> TASK INSTRUCTIONS:
Look through the entries that follow and count the lines with the word "Promise". The reply is that number alone.

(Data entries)
○ ○ ○

PR #3553, opened 2025-08-01
feat: Allow eval in watch mode

### LINKED ISSUE #3536: Enable eval in watch mode
We should enable eval in watch mode so that developers can get warnings about unused permissions as they work on their Snap.

Currently, if we were to enable eval during watch mode, the manifest validation would remove "unused" permissions as the developer adds them. Instead, we probably want to look at the severity of each manifest issue and only automatically fix `error` severity alerts during watch.

Mrtenz:
Evaluating the Snap bundle in watch mode was previously disabled because it could result in, for example, permissions being removed from the manifest immediately, because of some validator rules. In this PR, I've updated the logic so only manifest errors are fixed immediately in watch mode. Warnings are not fixed in watch mode, but are still fixed in build or when running `mm-snap manifest --fix`.

Closes #3536.

### DIFF
--- a/packages/snaps-cli/src/commands/watch/watch.test.ts
+++ b/packages/snaps-cli/src/commands/watch/watch.test.ts
@@ -34,6 +34,8 @@ describe('watchHandler', () => {
     expect(listen).toHaveBeenCalledWith(config.server.port);
     expect(watch).toHaveBeenCalledWith(config, {
       spinner: expect.any(Object),
+      evaluate: true,
+      spinner: expect.any(Object),
     });
 
     expect(log).toHaveBeenCalledWith(
--- a/packages/snaps-cli/src/commands/watch/watch.test.ts
+++ b/packages/snaps-cli/src/commands/watch/watch.test.ts
@@ -34,8 +34,6 @@ describe('watchHandler', () => {
     expect(listen).toHaveBeenCalledWith(config.server.port);
     expect(watch).toHaveBeenCalledWith(config, {
       spinner: expect.any(Object),
-      evaluate: true,
-      spinner: expect.any(Object),
     });
 
     expect(log).toHaveBeenCalledWith(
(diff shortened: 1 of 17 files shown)


packages/snaps-cli/src/commands/watch/watch.ts
```diff
@@ -45,7 +45,7 @@ const steps: Steps<WatchContext> = [
   {
     name: 'Building the Snap bundle.',
     task: async ({ config, spinner }) => {
-      await watch(config, { spinner });
+      await watch(config, { spinner, evaluate: config.evaluate });
```
FrederikBolding: I don't follow why this is needed

packages/snaps-utils/src/manifest/manifest.ts
```diff
@@ -110,6 +118,7 @@ export async function checkManifest(
     writeFileFn = fs.writeFile,
     exports,
     handlerEndowments,
+    watchMode = false,
```
FrederikBolding, line 121: Would it be a lot more complicated to implement `minimumSeverity` or something instead of coupling this to `watchMode`?

Mrtenz: Depends on if you think `minimumSeverity === 'warning'` is enough or if you want me to implement a proper algorithm ranking severities

packages/snaps-cli/src/commands/watch/watch.test.ts
FrederikBolding, line 1: Can we add a watch E2E that checks that warnings are reported, e.g. unused permissions?

packages/snaps-utils/src/manifest/manifest.ts
FrederikBolding: Hmm, I was hoping it would be easy if our severities were already tied to numbers, but I guess they may not be. If they were it would be as simple as `>= minimumSeverity`

Mrtenz: They are not, it's just `'warning' | 'error'` at the moment.

Mrtenz: Refactoring that feels out of scope

FrederikBolding (approved):

PR #3561, opened 2025-08-06
fix: Prevent double scheduling events and ensure long-running events work correctly

FrederikBolding:
Fixes two issues with the `CronjobController`. We were double scheduling events that had not run since last boot since `#execute` also schedules the next call. Additionally we were not correctly scheduling events that run for longer than 24 hours, since the daily timer would re-calculate the execution date every day.

### DIFF
--- a/packages/snaps-controllers/src/cronjob/CronjobController.test.ts
+++ b/packages/snaps-controllers/src/cronjob/CronjobController.test.ts
@@ -275,19 +275,14 @@ describe('CronjobController', () => {
       },
     );
 
-    const secondCronjobController = new CronjobController({
-      messenger: controllerMessenger,
-      state: cronjobController.state,
-      stateManager: getMockStateManager(),
-    });
-
-    secondCronjobController.init();
-
-    await new Promise((resolve) => originalProcessNextTick(resolve));
     expect(handleRequest).toHaveBeenCalledTimes(1);
 
+    jest.advanceTimersByTime(inMilliseconds(26, Duration.Hour));
+
+    await new Promise((resolve) => originalProcessNextTick(resolve));
+    expect(handleRequest).toHaveBeenCalledTimes(2);
+
     cronjobController.destroy();
-    secondCronjobController.destroy();
   });
 
   it('does not schedule cronjob that is too far in the future', () => {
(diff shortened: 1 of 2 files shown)


packages/snaps-controllers/src/cronjob/CronjobController.ts
```diff
@@ -621,6 +621,13 @@ export class CronjobController extends BaseController<
       // immediately.
       if (event.recurring && eventDate <= now) {
         this.#execute(event);
+        return;
```
FrederikBolding: Without this we would schedule after execution AND schedule below

packages/snaps-controllers/src/cronjob/CronjobController.ts
```diff
@@ -621,6 +621,13 @@ export class CronjobController extends BaseController<
...
+      }
+
+      // If the existing event has not passed, start the timer.
+      if (eventDate >= now) {
+        this.#startTimer(event);
```
FrederikBolding: Without this we would ALWAYS reschedule cronjobs, even if their current date was valid

packages/snaps-controllers/src/cronjob/CronjobController.test.ts
```diff
@@ -473,55 +468,6 @@ describe('CronjobController', () => {
     cronjobController.destroy();
   });
 
-  it('handles scheduled event close to current time gracefully', () => {
```
FrederikBolding, line 476: I couldn't find a good way to test this anymore since I eliminated the state update I relied on to replicate the race condition

packages/snaps-controllers/src/cronjob/CronjobController.test.ts
```diff
@@ -275,19 +275,14 @@ describe('CronjobController', () => {
...
 
-    const secondCronjobController = new CronjobController({
-      messenger: controllerMessenger,
-      state: cronjobController.state,
-      stateManager: getMockStateManager(),
-    });
+    expect(handleRequest).toHaveBeenCalledTimes(1);
 
-    secondCronjobController.init();
+    jest.advanceTimersByTime(inMilliseconds(26, Duration.Hour));
```
FrederikBolding, line 280: This test did not seem to do what the title says, I re-used it to ensure that both of the fixes in this PR work

Mrtenz (dismissed):

Mrtenz (approved):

○ ○ ○

> EXERCISE OUTPUT:
2